Bloodbath. Buying opportunity.
Call it what you will, but Monday’s rout left pretty much no one unscathed. The headline numbers show a 7.6 percent drop for the Standard and Poor’s 500 Stock Index, where a broad swath of industries is represented.
For the tech-heavy Nasdaq, the percentage slide was only a bit better, at 7.3 percent.
Brick and Mortar a Bright Spot?
A bit more granular dive shows that at least some of the names in our PYMNTS coverage universe fared a bit better than the overall markets – among them, several brick-and-mortar giants that have a sizable presence in everything from groceries to toiletries to the coveted hand sanitizers.
The fact that Kroger was down 2.4 percent on the day and Dollar General was up on a worldwide rout speaks to the reality that investors are looking for a safe haven amid the turmoil. But it also illustrates that stockpiling has been a key driver of consumer activity, and is not likely to be a “pull forward” of demand.

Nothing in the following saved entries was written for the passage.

PR #11869, opened 2016-08-23
Make naval transports chronoshiftable

### LINKED ISSUE #8503: Cronoshiftable Unit still dies when Chronoed in a Transpot
To try add `Chronoshiftable:` to an infantry. It chronoes normally but dies when in a transport. Transport boats aren't chronoshiftable so this is not cause any problem for vanilla RA mod. But block me on my map with custom rules.

abcdefg30:
I don't see a reason why they should not be chronoshiftable.
(It felt more like a bug/oversight, as we allow all other transport/naval units to chronoshift.)

Fixes #8503.

### DIFF
--- a/OpenRA.Mods.RA/Activities/Teleport.cs
+++ b/OpenRA.Mods.RA/Activities/Teleport.cs
@@ -68,30 +68,7 @@ namespace OpenRA.Mods.RA.Activities
 			self.Generation++;
 
 			if (killCargo && teleporter != null)
-			{
-				var cargo = self.TraitOrDefault<Cargo>();
-				if (cargo != null)
-				{
-					var actorsToLoad = new List<Actor>();
-					while (!cargo.IsEmpty(self))
-					{
-						var a = cargo.Unload(self);
-						var chronoshiftable = a.TraitOrDefault<Chronoshiftable>();
-						if (chronoshiftable != null && !chronoshiftable.Info.ExplodeInstead)
-						{
-							actorsToLoad.Add(a);
-							continue;
-						}
-
-						// Kill all the units that are unloaded into the void
-						// Kill() handles kill and death statistics
-						a.Kill(teleporter);
-					}
-
-					foreach (var a in actorsToLoad)
-						cargo.Load(self, a);
-				}
-			}
+				KillCargo(self);
 
 			// Consume teleport charges if this wasn't triggered via chronosphere
 			if (teleporter == self && pc != null)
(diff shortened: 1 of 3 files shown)


pchote:
Probably consistency with the original game?

MustaphaTR:
This makes #8503 a problem in ra mod itself tho, do we really want tanks in transport boat die?

abcdefg30:
Updated. This also fixes #8503 now.

pchote:
This now has very strong balance implications so it would be a bad idea to try and sneak this in without any community discussion.

abcdefg30:
We don't have to take it straight before the release. I can also remove the first commit if wanted, but for now it is a good testcase at least.

Micr0Bit:
@pchote is right 

if we would allow to crono vehicles inside a transporter ... that would mean i could crono 5 transporter a` 5 vehicles ... that means 25 vehicles (with a standard crono) ... that allows me to teleport all those transporters directly on the enemy shore ... and unload ... further more ... what happens with the vehicles when they get unloaded ? do they stay on the position when they get unloaded ? ... or teleported back ?

this would cause a balance-issue in the favor of allies factions ... and could almost completely be uneffected by water-defense ... or better said , it would make water-dominance useless ...

MustaphaTR:
It is not like that currently in this PR, but they should come bacl and possibly die as they'll land into water when they chronp back.

Micr0Bit:
@MustaphaTR : then it sounds strange that i cant crono vehicles by my own hand into water ...

abcdefg30:
See http://www.sleipnirstuff.com/forum/viewtopic.php?f=82&t=19763.

pchote (commented):
If you remove the first commit (which is where all the balance changes come from) then the rest of this looks like a sensible bug/feature fix for downstream mods.

abcdefg30:
http://www.sleipnirstuff.com/forum/viewtopic.php?f=82&t=19763 has been long enough open for everyone to vote, I think.
The results are:
chronolstvote
Which is tight, but still favors the first commit.

Anyhow, in the worst case,

> I can also remove the first commit if wanted, but for now it is a good testcase at least.

still applies, so I don't see any blocker for this PR.

pchote:
> Probably consistency with the original game?

I have confirmed, mainly for my own satisfaction, that the original RA did not let you chronoshift naval transports.

reaperrr:
👍 for the code changes, but I agree that the first commit should be removed before this is merged, that should go to a separate PR where the community could concentrate on the balance implications.

obrakmann:
Ignoring the balance implications for now, just for the sake of discussion, should we maybe move the `KillCargo` flag from `ChronoshiftPower` to `Cargo`?

MustaphaTR:
`Chronoshiftable:` would be a better place to move it imo.

Maybe we should have tags about killing passengers on all of these 3 traits. I don't know how exactly tho.

pchote:
I agree that `Chronoshiftable` would be a better place.  Making our very-generic cargo code depend on our very-ra chronoshift code would be bad.

reaperrr:
> I agree that Chronoshiftable would be a better place. Making our very-generic cargo code depend on our very-ra chronoshift code would be bad.

Agreed.

Also needs a rebase.

pchote:
Closing stale PR.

Canned goods, dry bulk items and cleaning supplies are likely to be in demand against a backdrop of virus-related activity that will go beyond the current quarter. (Toilet paper, we note, does not magically reappear on the roll, no matter how much your bathroom mates might assume so.)
For Monday, at least, those retail stalwarts shone, while online platforms proved to be down, but less so than general markets. If one looks toward “general” eCommerce platforms such as eBay and Etsy, where the range of goods on offer is deep and wide, those companies were down in the low single digits. An increasing number of companies are mandating that workers stay home to get the job done – might that mean there’s extra time to shop, point and click?
By way of contrast, Groupon slid more than 10 percent (albeit, every penny has an outsized impact when you’re a stock trading at around $1). The idea of connecting consumers with local merchants via virtual coupons may have relatively less appeal against a backdrop where any number of events – especially mass gatherings – could be shuttered.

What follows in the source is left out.